Today I find myself feeling Joy. I feel the weight of the world around me, but I'm not held down by it. Ask me how I was feeling 6 months ago, and my answer would have been completely different. I feel excited by the future for the first time in...I don't remember. I feel like living life and finding Joy in everything I do, and it excites me. I will say my friends, living life is not for the feint of heart. Life is down right hard at times. I can't imagine those who do life without Jesus. I once did life without Jesus, and it was the biggest car wreck I've ever experienced. Being hopeful is something that is so needed in this life as well. My insecurities have held me back from so many events, relationships, things in life, even God. I am finally breaking through those insecurities, and where I found my shelter and comfort zone in the old me, breaking through and finding who I am in Jesus, and who I am in life, is a scary thing as well. Anything new has always scared me. Call it what you will, but this tender heart just freaks out with change.

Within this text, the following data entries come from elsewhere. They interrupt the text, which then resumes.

PR #171, opened 2021-07-14
FIX: CF to table migration was incorrect

CvX:
The order of values in the `INSERT` query was invalid (`assigned_to_id` and `topic_id` were swapped)

### DIFF
--- a/db/post_migrate/20210714173022_correctly_move_assignments_from_custom_fields_to_a_table.rb
+++ b/db/post_migrate/20210714173022_correctly_move_assignments_from_custom_fields_to_a_table.rb
@@ -2,6 +2,8 @@
 
 class CorrectlyMoveAssignmentsFromCustomFieldsToATable < ActiveRecord::Migration[6.1]
   def up
+    # An old version of 20210709101534 incorrectly imported `assignments` with
+    # the topic_id and assigned_to_id columns flipped. This query deletes those invalid records.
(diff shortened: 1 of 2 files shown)


db/post_migrate/20210714173022_correctly_move_assignments_from_custom_fields_to_a_table.rb
```diff
@@ -0,0 +1,30 @@
+# frozen_string_literal: true
+
+class CorrectlyMoveAssignmentsFromCustomFieldsToATable < ActiveRecord::Migration[6.1]
+  def up
+    execute <<~SQL
```
davidtaylorhq, line 5: Maybe add a comment to explain what this query is doing? It would be a bit confusing without the context. Something like

```suggestion
    # An old version of 20210709101534 incorrectly imported `assignments` with
    # the topic_id and assigned_to_id columns flipped. This query deletes those invalid records.
    execute <<~SQL
```

davidtaylorhq (approved):

db/post_migrate/20210714173022_correctly_move_assignments_from_custom_fields_to_a_table.rb
CvX: Oh, good one!

davidtaylorhq (approved):

PR #176, opened 2021-07-22
FIX: filter by "nobody" was broken

techAPJ:
Meta ref: https://meta.discourse.org/t/filter-by-nobody-seems-broken/197770/


CvX (approved):
Thank you for the fix **and** the spec! 😃

PR #178, opened 2021-07-30
DEV: Remove old review queue code

CvX:
I think it should have been deleted with https://github.com/discourse/discourse-assign/pull/47? That's where e.g. `assign_locks_flags` site setting was removed.


romanrizzi (approved):
I totally missed this code. Good catch!

PR #179, opened 2021-07-30
FIX: Hide Unassigned if user doesn't have access

CvX:
There's no need to display the "Unassigned" button for regular users when `assigns_public` is `false`.


AndrewPrigorshnev (approved):
LGTM 👍

CvX:
(updating the names with new prefixes 😉)

PR #180, opened 2021-07-30
DEV: add a prefix with the plugin name to spec names

AndrewPrigorshnev:
I had discourse-assign installed on my local Discourse instance and one spec that has the same name as another spec in Core was causing the error when running qunit tests locally, the whole suite didn't want to run:

Screenshot 2021-07-30 at 20 12 57

I've added a prefix to that spec (https://github.com/discourse/discourse-assign/commit/3aeeea3c8af13e5ee9c0fee6f5ae7b2c5c371241) and to the rest of them to avoid conflicts and make it easier to filter specs for the plugin during local development.


CvX (approved):
Ha, I changed that also here: https://github.com/discourse/discourse-assign/pull/179/files#diff-82570edaa4996d0753afb172b1a73445c225fa12c97d65ff9812995de4f16618R10 😉 

But the general cleanup of names is good to see!

PR #192, opened 2021-08-29
FIX: unassign/assign when group pm is archived

lis2:
Send correct messages and correctly unassign/assign to user/group if group PM is archived or moved back to inbox.

### DIFF
--- a/plugin.rb
+++ b/plugin.rb
@@ -566,8 +566,15 @@ after_initialize do
     assigned_to_id = topic.assignment&.assigned_to_id
     assigned_to_type = topic.assignment&.assigned_to_type
 
-    if info[:user]&.id == assigned_to_id && assigned_to_type == "User"
-      TopicTrackingState.publish_assigned_private_message(topic, assigned_to_id)
+    assigned_to_ids =
+      if info[:user]&.id == assigned_to_id && assigned_to_type == "User"
+        [assigned_to_id]
+      elsif info[:group]&.id == assigned_to_id && assigned_to_type == "Group"
+        Group.find(assigned_to_id).users.pluck(:id)
+      end
+
+    assigned_to_ids && assigned_to_ids.each do |user_id|
+      TopicTrackingState.publish_assigned_private_message(topic, user_id)
     end
 
     next if !SiteSetting.unassign_on_group_archive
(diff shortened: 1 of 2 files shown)


lis2:
Hey @davidtaylorhq - than you for your quick patch on Friday. I fixed that logic a bit and added specs, can I ask you to review?

plugin.rb
```diff
@@ -521,8 +521,15 @@ class ::ListController
     assigned_to_id = topic.assignment&.assigned_to_id
     assigned_to_type = topic.assignment&.assigned_to_type
 
-    if info[:user]&.id == assigned_to_id && assigned_to_type == "User"
-      TopicTrackingState.publish_assigned_private_message(topic, assigned_to_id)
+    assigned_to_ids =
+      if info[:user]&.id == assigned_to_id && assigned_to_type == "User"
+        [assigned_to_id]
+      elsif info[:group]&.id == assigned_to_id && assigned_to_type == "Group"
+        Group.find(assigned_to_id).users.pluck(:id)
```
martin-brennan, line 528: Should we maybe have a check to make sure the group is not deleted? Maybe it's not necessary if `info[:group]` is an actual Group record

plugin.rb
```diff
@@ -521,8 +521,15 @@ class ::ListController
...
+      end
+
+    assigned_to_ids && assigned_to_ids.each do |user_id|
```
martin-brennan, line 531: Could just be `assigned_to_ids&.each`

martin-brennan (approved):
Just some minor comments otherwise looks good

plugin.rb
tgxworld: This is going to take two queries to execute. Can we get the user ids from the `GroupUser` table instead?

plugin.rb
```diff
@@ -548,21 +555,26 @@ class ::ListController
     assigned_to_id = topic.assignment.assigned_to_id
     assigned_to_type = topic.assignment.assigned_to_type
 
-    if info[:user]&.id == assigned_to_id && assigned_to_type == "User"
-      TopicTrackingState.publish_assigned_private_message(topic, assigned_to_id)
+    assigned_to_ids =
+      if info[:user]&.id == assigned_to_id && assigned_to_type == "User"
+        [assigned_to_id]
+      elsif info[:group]&.id == assigned_to_id && assigned_to_type == "Group"
+        Group.find(assigned_to_id).users.pluck(:id)
```
tgxworld, line 562: Ditto https://github.com/discourse/discourse-assign/pull/192/files#r704071913

spec/integration/assign_spec.rb
```diff
@@ -54,6 +57,47 @@ def assert_publish_topic_state(topic, user)
...
+    end
+
+    it "unassign and assign user if unassign_on_group_archive" do
+      SiteSetting.unassign_on_group_archive = true
+      assigner = TopicAssigner.new(pm, user)
+      assigner.assign(user)
+
+      GroupArchivedMessage.archive!(group.id, pm.reload)
+      expect(pm.assignment).to eq(nil)
+      expect(pm.custom_fields["prev_assigned_to_id"]).to eq(user.id.to_s)
```
tgxworld, line 81: Hmm did we not register this as an integer custom field? Odd that we need to do `to_s`

plugin.rb
tgxworld: I think we need to redo publishing for groups. If a group has 1000 users, this is going to send 1000 messages. Instead, it will be better if we can just publish the a group channel.

plugin.rb
```diff
@@ -490,14 +491,21 @@ class ::ListController
...
+        { topic_id: topic.id },
+        user_ids: [assignee.id]
+      )
+    else
+      MessageBus.publish(
+        "/private-messages/assigned",
+        { topic_id: topic.id },
+        group_ids: [assignee.id]
+      )
+    end
```
tgxworld, line 508:
```suggestion
    opts = 
      if assignee.is_a?(User)
        { user_ids: [assignee.id] }
      else
        { group_ids: [assignee.id] }
      end

    MessageBus.publish(
      "/private-messages/assigned",
      { topic_id: topic.id },
      opts
    )
```

spec/integration/assign_spec.rb
```diff
@@ -23,37 +23,82 @@
...
+      assigner = TopicAssigner.new(pm, user)
+      assigner.assign(user)
+
+      GroupArchivedMessage.archive!(group.id, pm.reload)
+      expect(pm.assignment).to eq(nil)
+      expect(pm.custom_fields["prev_assigned_to_id"]).to eq(user.id)
+      expect(pm.custom_fields["prev_assigned_to_type"]).to eq("User")
+
+      GroupArchivedMessage.move_to_inbox!(group.id, pm.reload)
+      expect(pm.assignment.assigned_to).to eq(user)
```
tgxworld, line 86: Should we assert that the custom fields have been cleared as well?

tgxworld (approved):

PR #195, opened 2021-09-02
FEATURE: new assignable group option instead of messageable

lis2:
V1 of group assign was using "who can message" to determine if group can be assigned.

This PR is introducing new separate setting "who can assign"

Correlated PR https://github.com/discourse/discourse/pull/14216 (Specs will fail until core pr is merged)

Screen Shot 2021-09-02 at 11 06 03 am

### DIFF
--- a/db/migrate/20210830024453_add_assignable_level_to_groups.rb
+++ b/db/migrate/20210830024453_add_assignable_level_to_groups.rb
@@ -2,6 +2,6 @@
 
 class AddAssignableLevelToGroups < ActiveRecord::Migration[6.1]
   def change
-    add_column :groups, :assignable_level, :integer, default: 0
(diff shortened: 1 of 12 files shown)


db/migrate/20210830024453_add_assignable_level_to_groups.rb
```diff
@@ -0,0 +1,7 @@
+# frozen_string_literal: true
+
+class AddAssignableLevelToGroups < ActiveRecord::Migration[6.1]
+  def change
+    add_column :groups, :assignable_level, :integer, default: 0
```
eviltrout, line 5: Since there is a default should this be `null: false`?

eviltrout (approved):

PR #197, opened 2021-09-03
FEATURE: better UI for group assignments

lis2:
On the group assignment page, we should be able to display
- all topics assigned to that group + to user belonging to that group
- all topics assigned directly to group
- all topics assigned to individual user

https://user-images.githubusercontent.com/72780/131953304-aae4ad9d-e4fa-4ae8-9af2-47be9ac2eabe.mov

### DIFF
--- a/app/controllers/discourse_assign/assign_controller.rb
+++ b/app/controllers/discourse_assign/assign_controller.rb
@@ -127,7 +127,7 @@ module DiscourseAssign
       end
 
       group_assignment_count = Topic
-        .joins("JOIN assignments a ON a.topic_id = topics.id AND a.assigned_to_id IS NOT NULL ")
+        .joins("JOIN assignments a ON a.topic_id = topics.id")
         .where(<<~SQL, group_id: group.id)
           a.assigned_to_id = :group_id AND a.assigned_to_type = 'Group'
         SQL
@@ -135,7 +135,7 @@ module DiscourseAssign
         .count
 
       assignment_count = Topic
-        .joins("JOIN assignments a ON a.topic_id = topics.id AND a.assigned_to_id IS NOT NULL ")
+        .joins("JOIN assignments a ON a.topic_id = topics.id")
         .where(<<~SQL, group_id: group.id)
           a.assigned_to_id IN (SELECT group_users.user_id FROM group_users WHERE group_id = :group_id) AND a.assigned_to_type = 'User'
         SQL
--- a/app/controllers/discourse_assign/assign_controller.rb
+++ b/app/controllers/discourse_assign/assign_controller.rb
@@ -131,15 +131,13 @@ module DiscourseAssign
         .where(<<~SQL, group_id: group.id)
           a.assigned_to_id = :group_id AND a.assigned_to_type = 'Group'
         SQL
-        .where("topics.deleted_at IS NULL")
         .count
 
       assignment_count = Topic
         .joins("JOIN assignments a ON a.topic_id = topics.id")
-        .where(<<~SQL, group_id: group.id)
-          a.assigned_to_id IN (SELECT group_users.user_id FROM group_users WHERE group_id = :group_id) AND a.assigned_to_type = 'User'
-        SQL
-        .where("topics.deleted_at IS NULL")
+        .joins("JOIN group_users ON group_users.user_id = a.assigned_to_id ")
+        .where("group_users.group_id = ?", group.id)
+        .where("a.assigned_to_type = 'User'")
         .count
 
       render json: {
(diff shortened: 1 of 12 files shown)


app/controllers/discourse_assign/assign_controller.rb
```diff
@@ -126,17 +126,27 @@ def group_members
         SQL
       end
 
+      group_assignment_count = Topic
+        .joins("JOIN assignments a ON a.topic_id = topics.id AND a.assigned_to_id IS NOT NULL ")
```
eviltrout, line 130: `a.assigned_to_id IS NOT NULL` appears redundant because of the `where a.assigned_to_id = :group_id` below

assets/javascripts/discourse/templates/components/group-assigned-filter.hbs
```diff
@@ -13,6 +13,19 @@
       {{filter.assignments_count}}
     </div>
   {{/link-to}}
+{{else if group-name}}
```
eviltrout, line 16: We prefer `camelCase` for variables in Javascript/HBS. The exception is component names which should have a dash.

app/controllers/discourse_assign/assign_controller.rb
```diff
@@ -126,17 +126,27 @@ def group_members
         SQL
       end
 
+      group_assignment_count = Topic
+        .joins("JOIN assignments a ON a.topic_id = topics.id")
+        .where(<<~SQL, group_id: group.id)
+          a.assigned_to_id = :group_id AND a.assigned_to_type = 'Group'
+        SQL
+        .where("topics.deleted_at IS NULL")
```
tgxworld, line 134: I don't think we need this since there is a default scope on the topic model.

app/controllers/discourse_assign/assign_controller.rb
```diff
@@ -126,17 +126,27 @@ def group_members
         SQL
       end
 
+      group_assignment_count = Topic
+        .joins("JOIN assignments a ON a.topic_id = topics.id")
+        .where(<<~SQL, group_id: group.id)
+          a.assigned_to_id = :group_id AND a.assigned_to_type = 'Group'
```
tgxworld, line 132: Do we have an index on the columns here? Otherwise, filtering through all the topics is going to be expensive on a large forum.

app/controllers/discourse_assign/assign_controller.rb
```diff
@@ -126,17 +126,27 @@ def group_members
...
+        .count
+
       assignment_count = Topic
-        .joins("JOIN assignments a ON a.topic_id = topics.id AND a.assigned_to_id IS NOT NULL ")
+        .joins("JOIN assignments a ON a.topic_id = topics.id")
         .where(<<~SQL, group_id: group.id)
-          (a.assigned_to_id IN (SELECT group_users.user_id FROM group_users WHERE group_id = :group_id) AND a.assigned_to_type = 'User')
-          OR
-          (a.assigned_to_id = :group_id AND a.assigned_to_type = 'Group')
+          a.assigned_to_id IN (SELECT group_users.user_id FROM group_users WHERE group_id = :group_id) AND a.assigned_to_type = 'User'
```
tgxworld, line 140: Now that we don't have an `OR`, I think we can just do a LEFT JOIN on `group_users` which should be way more efficient.

assets/javascripts/discourse-assign/routes/group-assigned.js.es6
```diff
@@ -14,6 +14,10 @@ export default DiscourseRoute.extend({
       group: this.modelFor("group"),
     });
     controller.group.set("assignment_count", model.assignment_count);
+    controller.group.set(
```
tgxworld, line 17: Let's combine this line with the line above by using `setProperties` to update multiple attributes.

spec/components/topic_query_spec.rb
```diff
@@ -19,56 +19,73 @@
...
 
-      expect(assigned_messages).to contain_exactly(@private_message, @topic)
+      expect(assigned_messages).to contain_exactly(private_message, topic, group_topic)
     end
 
     it 'Excludes topics and PMs not assigned to user' do
       assigned_messages = TopicQuery.new(user2, { page: 0 }).list_messages_assigned(user2).topics
 
-      expect(assigned_messages).to be_empty
+      expect(assigned_messages).to eq([group_topic])
```
tgxworld, line 41:
```suggestion
      expect(assigned_messages).to contain_exactly(group_topic)
```

tgxworld (approved):

PR #198, opened 2021-09-08
FEATURE: advance search groups

lis2:
Allow advance search filter to select topics assigned to specific group

Screen Shot 2021-09-08 at 11 29 46 am


lis2:
@tgxworld I think you will like how easy it was to do with our last modifications :)

tgxworld (approved):

PR #199, opened 2021-09-08
FIX: add assigned fields to suggested topic serializer

lis2:
With hard refresh, information about assigned user disappeared from suggested topics.

### DIFF
--- a/plugin.rb
+++ b/plugin.rb
@@ -201,16 +201,16 @@ after_initialize do
         assignments = Assignment.strict_loading.where(topic: topics)
         assignments_map = assignments.index_by(&:topic_id)
 
-        user_ids = assignments.filter { |assignment| assignment.assigned_to_type == "User" }.map(&:assigned_to_id)
+        user_ids = assignments.filter { |assignment| assignment.assigned_to_user? }.map(&:assigned_to_id)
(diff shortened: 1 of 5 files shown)


tgxworld:
Can we add a test here? :)

lis2:
@tgxworld done :)

plugin.rb
```diff
@@ -405,6 +405,23 @@ class ::ListController
     (SiteSetting.assigns_public || scope.can_assign?) && object.topic.assigned_to&.is_a?(Group)
   end
 
+  # SuggestedTopic serializer
+  add_to_serializer(:suggested_topic, :assigned_to_user, false) do
+    DiscourseAssign::Helpers.build_assigned_to_user(object.assigned_to, object)
+  end
+
+  add_to_serializer(:suggested_topic, :include_assigned_to_user?) do
+    (SiteSetting.assigns_public || scope.can_assign?) && object.assigned_to&.is_a?(User)
```
tgxworld, line 414: Can `object.assigned_to_id` be `nil`? If so, it'll be more efficient to check for the present of that before fetching the `ActiveRecord` object. Also, can't we determine whether it is a user or not from the `assign_type` instead?

tgxworld (approved):

PR #204, opened 2021-09-14
FIX: Allow Never selection for frequency of assigned topic reminders

martin-brennan:
If the user selected Never for their frequency of assigned topic
reminder PMs, the option automatically set back to the default
value (Monthly) because of the user of the `or` computed helper,
which considered the 0 value of Never to be falsey.

This is the same problem that occurred in core which was fixed by
https://github.com/discourse/discourse/commit/d3779d4cf75bd9c21cf61e016047a92fe66d3fdd

We need to be careful around using the `or` helper if any of the
options could be considered falsey.


romanrizzi (approved):
Awesome! 👍

PR #547, opened 2024-02-22
DEV:  Remove `capture_logs: true` metadata

tgxworld:
Why this change?

We believe we have figured out the problem and not longer need the debugging information.


Drenmi (approved):
💣

PR #556, opened 2024-03-26
FIX: Assignments limit shouldn't prevent from reassigning a post

AndrewPrigorshnev:
At the moment, it's possible to have maximum [5 assignments](https://github.com/discourse/discourse-assign/blob/08c2a4e0f392718fd821ce10a52186f04323e439/lib/assigner.rb#L7) per topic (that includes topic and post assignments). When trying to assign more, this message appears:

Screenshot 2024-03-26 at 21 09 49

One possible edge case here is reassigning a topic or a post. Reassignment doesn't lead to exceeding the limit, and therefore it should be possible. But at the moment we handle correctly only _topic_  reassignments, while when reassigning a _post_, we show the error message "the limit has been reached".

This PR makes post reassignments work correctly too.

### DIFF
--- a/spec/lib/assigner_spec.rb
+++ b/spec/lib/assigner_spec.rb
@@ -264,7 +264,7 @@ RSpec.describe Assigner do
         expect(second_assign[:success]).to eq(true)
       end
 
-      it "assignments limit doesn't prevent from reassigning a post" do
+      it "reassigns a post even when at the assignments limit" do
         posts =
           (described_class::ASSIGNMENTS_PER_TOPIC_LIMIT).times.map do
             Fabricate(:post, topic: topic)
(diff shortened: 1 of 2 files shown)


spec/lib/assigner_spec.rb
```diff
@@ -264,6 +264,21 @@ def assigned_to?(assignee)
         expect(second_assign[:success]).to eq(true)
       end
 
+      it "assignments limit doesn't prevent from reassigning a post" do
```
jjaffeux, line 267: thats not a very english sentence

ZogStriP, line 267: How about?

```suggestion
      it "reassigns even when at the assignments limit" do
```

ZogStriP (approved):

spec/lib/assigner_spec.rb
AndrewPrigorshnev: Sounds good, with one detail that we should explicitly mention that this test is for reassigning _a post_. We also reassign _topics_ sometimes.

PR #561, opened 2024-04-09
FIX: Unassign label sometimes touches avatar

AndrewPrigorshnev:
We've noticed that sometimes it looks like this:

f39e0c927da766956e46387ef5d10b73052ace3e_2_1380x338

Turned out that happens when a topic has several assignments and those contain assignments to users _and_ to groups. We don't show avatars for groups, but the code saw there are several assignees and applied overlapping styling.

I corrected the logic, and that fixed the issue.

Here is how avatars on this button behave. If there are from one to many assignments on the topic, but all the assignees are groups, we don't show avatars, only label:

Screenshot 2024-04-09 at 22 07 29

If there are from one to many assignments to the same user we show the avatar of that user (and even if there are also assignments to groups there is no overlapping):

Screenshot 2024-04-09 at 22 06 44

And if there are from two to many assignments to different users, we show avatars of first two users:

Screenshot 2024-04-09 at 22 07 11

### DIFF
--- a/assets/javascripts/discourse/components/topic-level-assign-menu.js
+++ b/assets/javascripts/discourse/components/topic-level-assign-menu.js
@@ -62,13 +62,7 @@ export default {
   },
 
   noneItem() {
-    const topic = this.topic;
-
-    if (topic.assigned_to_user || topic.hasAssignedPosts()) {
-      return unassignUsersButton(topic.uniqueAssignees());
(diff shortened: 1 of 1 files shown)


jjaffeux (approved):

pmusaraj (approved):
Very nice, thanks!

PR #562, opened 2024-04-12
FEATURE: Make it possible to reassign posts on the topic level assign modal

AndrewPrigorshnev:
This adds a new dropdown to the topic level assign modal. A topic may contain several assignments, the topic itself may be assigned and also some of the replies may be assigned. With this new dropdown, it's possible now to edit all the assignments in one go:

Screenshot 2024-04-12 at 20 39 52

Screenshot 2024-04-12 at 20 39 58


assets/javascripts/discourse/components/modal/edit-topic-assignments.js
```diff
@@ -0,0 +1,46 @@
...
+    try {
+      await this.#assign();
+    } catch (error) {
+      popupAjaxError(error);
+    }
+  }
+
+  async #assign() {
+    for (const assignment of this.assignments) {
+      if (assignment.isEdited) {
```
AndrewPrigorshnev, line 41: We don't send server requests for assignments that have not been edited. In case user edits several assignments, it will send several requests to the server. I'm not sure if it's worth introducing a server method here to do all that in one request, but it may be done in a separate PR in the future if case we decide we want it.

assets/javascripts/discourse/models/assignment.js
```diff
@@ -0,0 +1,38 @@
+import { tracked } from "@glimmer/tracking";
+import EmberObject from "@ember/object";
+
+export class Assignment extends EmberObject {
```
AndrewPrigorshnev, line 4: I've introduced this model on the client, but I haven't migrated all code to using it because that would extend the refactoring surface too much. It would be great to slowly migrate all code to using it, I think that will help simplify the code of the plugin. Now it contains only fields, but as soon as more code start using it, it will become possible to move some domain logic in here.

jjaffeux (approved):

PR #566, opened 2024-04-24
FIX: ensures ctrl+enter from textarea saves

jjaffeux:


jancernik (approved):

assets/javascripts/discourse/components/topic-assignments.gjs
```diff
@@ -41,7 +41,7 @@ export default class TopicAssignments extends Component {
     </div>
     <Assignment
       @assignment={{this.selectedAssignment}}
-      @onSubmit={{this.submit}}
+      @onSubmit={{this.args.onSubmit}}
```
CvX, line 44:
```suggestion
      @onSubmit={{@onSubmit}}
```

CvX (approved):

assets/javascripts/discourse/components/topic-assignments.gjs
jjaffeux: ah yes shit, we don't have linting here 🙃

PR #568, opened 2024-05-02
DEV: remove assign_path and assign_icon from seralizers

lis2:
Both fields are unnecessary and should not be included in the serializer to reduce payload.


jjaffeux (approved):

jjaffeux:
Do we have existing specs ensuring that the front is still working?

PR #571, opened 2024-05-08
FEATURE: Add pending assign reminder threshold setting

Grubba27:
User can define a threshold for the pending assign reminder.

### DIFF
--- a/lib/pending_assigns_reminder.rb
+++ b/lib/pending_assigns_reminder.rb
@@ -4,7 +4,7 @@ class PendingAssignsReminder
   REMINDED_AT = "last_reminded_at"
   REMINDERS_FREQUENCY = "remind_assigns_frequency"
   CUSTOM_FIELD_NAME = "assigns_reminder"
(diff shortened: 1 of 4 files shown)


lib/pending_assigns_reminder.rb
```diff
@@ -4,7 +4,7 @@ class PendingAssignsReminder
   REMINDED_AT = "last_reminded_at"
   REMINDERS_FREQUENCY = "remind_assigns_frequency"
   CUSTOM_FIELD_NAME = "assigns_reminder"
-  REMINDER_THRESHOLD = 2
+  REMINDER_THRESHOLD = SiteSetting.pending_assign_reminder_threshold
```
markvanlan, line 7: I don't think you can set the const here, as you cannot change the site setting after the server spin up. I think removing the const, and calling `SiteSetting` directly where the const is  currently used should work.

markvanlan (approved):

PR #592, opened 2024-09-09
FIX: If a group is deleted also remove assignments

oblakeerickson:
This fix addresses an issue if a group is deleted topics will remain
assigned to all group members with no way to un-assign those users from
the original group assignment.

Now if a group is deleted any group assignments are also deleted.

### DIFF
--- a/plugin.rb
+++ b/plugin.rb
@@ -873,9 +873,11 @@ after_initialize do
   end
 
   on(:group_destroyed) do |group, user_ids|
-    User.where(id: user_ids).find_each do |user|
-      user.notifications.for_assignment(group.assignments.select(:id)).destroy_all if user
-    end
+    User
+      .where(id: user_ids)
+      .find_each do |user|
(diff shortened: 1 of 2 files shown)


plugin.rb
```diff
@@ -872,6 +872,15 @@ module ::DiscourseAssign
     end
   end
 
+  on(:group_destroyed) do |group, user_ids|
+    user_ids.each do |user_id|
+      user = User.find(user_id)
```
lis2, line 877:
```suggestion
      user = User.find_by(id: user_id)
```
Later you have `if user` so we don't want error when a user does not exist

lis2 (approved):

plugin.rb
martin-brennan, line 877:
```suggestion
    User.where(id: user_ids).find_each do |user|
```

Seems much more efficient to find all the users at once, and in batches in case the group has tons of users.

PR #601, opened 2024-11-05
FEATURE: better notification level on assign

ZogStriP:
Use the "when I post in a topic, set that topic to..." user preference as the default notification level when a topic/post is assigned to a user instead of always setting it to "watching".


oblakeerickson (approved):

ZogStriP:
Closing this one as I'll be adding a user preference instead.

PR #602, opened 2024-11-11
DEV: ensure bulk action is done before checking for result

jjaffeux:
Sometimes the target topic can be out of the viewport and this was causing failing specs.

### DIFF
--- a/spec/system/bulk_assign_spec.rb
+++ b/spec/system/bulk_assign_spec.rb
@@ -46,6 +46,7 @@ describe "Assign | Bulk Assign", type: :system do
 
       # Click Confirm
       topic_list_header.click_bulk_topics_confirm
+      expect(assign_modal).to be_closed
 
       # Reload and check that topic is now assigned
       visit "/latest"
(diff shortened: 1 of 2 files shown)


jjaffeux:
Please merge if you approve

jjaffeux:
> Were you able to reproduce the flaky failure?
> 
> According to the capybara docs, the `visible:` parameter relates to element visibility (e.g. things like `display: none`). So theoretically I don't think it help with anything viewport-related. (unless we had viewport-based cloaking/virtual-lists... but our topic-list doesn't have that).
> 
> For viewport-related stuff, capybara has `obscured: true|false`... but that defaults to `nil`, so the viewport shouldn't affect anything. 🤔

I had a lot of different failures, but regardless what you say makes sense... Looking at the latest failure on CI:

image


Clearly it should be unassigned here, but it's not. Given we know it works most of the times, it's probably a timing issue I think we can try to get  away with a `try_until_success`

jjaffeux:
nah... try_until_success it not going to make any difference here

jjaffeux:
@davidtaylorhq ok I think I know what is going:

- start bulk operation
- visit("/latest")

When we visit latest sometimes it probably cancels the request given it happens so fast. If we ask to wait for modal to be closed before we visit latest, that should always be good.

This is why we could have failure on line 52 or 72 as these are the two lines after visit("/latest")

davidtaylorhq (approved):
🚀

PR #604, opened 2024-11-13
FEATURE: Add `should_notify` option to `Assigner#assign`

Grubba27:
This option let's you control whether the added user within a group assignment should be notified or not.

requires https://github.com/discourse/discourse/pull/29741 to ci go green

### DIFF
--- a/app/controllers/discourse_assign/assign_controller.rb
+++ b/app/controllers/discourse_assign/assign_controller.rb
@@ -44,12 +44,7 @@ module DiscourseAssign
       note = params.permit(:note)["note"].presence
       status = params.permit(:status)["status"].presence
       should_notify = params.permit(:should_notify)["should_notify"]
-      should_notify =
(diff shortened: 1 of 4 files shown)


app/controllers/discourse_assign/assign_controller.rb
```diff
@@ -43,6 +43,8 @@ def assign
       group_name = params.permit(:group_name)["group_name"]
       note = params.permit(:note)["note"].presence
       status = params.permit(:status)["status"].presence
+      should_notify = params.permit(:should_notify)["should_notify"]
+      should_notify = (should_notify.present? ? should_notify == "true" : true)
```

I'm currently in my second two week waiting period. If you aren't sure what that is, I'm waiting to see if I'm pregnant. Last month, I was a nervous wreck. I was hyper focused on what I could find out about how I was feeling and every little twitch or cramp, I was over analyzing. This month, I find myself having peace. I feel peaceful through this process. I think I've realized, if I am pregnant, its going to go by so fast. I want to be present, here in the moment. I want to relish in what is going on, and take it step by step, day by day. I feel like God has been showing Himself to me through this process. I've also been seeking Him more through reading the bible and praying.
One thing I'm really learning through this process, is waiting. Waiting on God and being patient. I'm also learning that God doesn't do mistakes. Everything is for a reason, whether it is a yes, or a no. I think it's hard for us to accept the no's most of the time. Prayer is something that can change anything and move a mountain. I saw this this morning of Facebook and I wanted to share it here:
I love the part where what I pray for doesn't change God, but it changes us! That is so profound to me. I think I'm constantly praying throughout the day, and I don't do it because I feel like I have to, but it makes me feel close to God throughout the day. What if you never talked to your spouse? Your children? When you don't talk to God, it is the same thing. You have to build your relationship with Him.
I'm excited to see where this year brings Justin and I. Its not going to be an easy road, but with fixed eyes on Jesus, I don't think we can go wrong.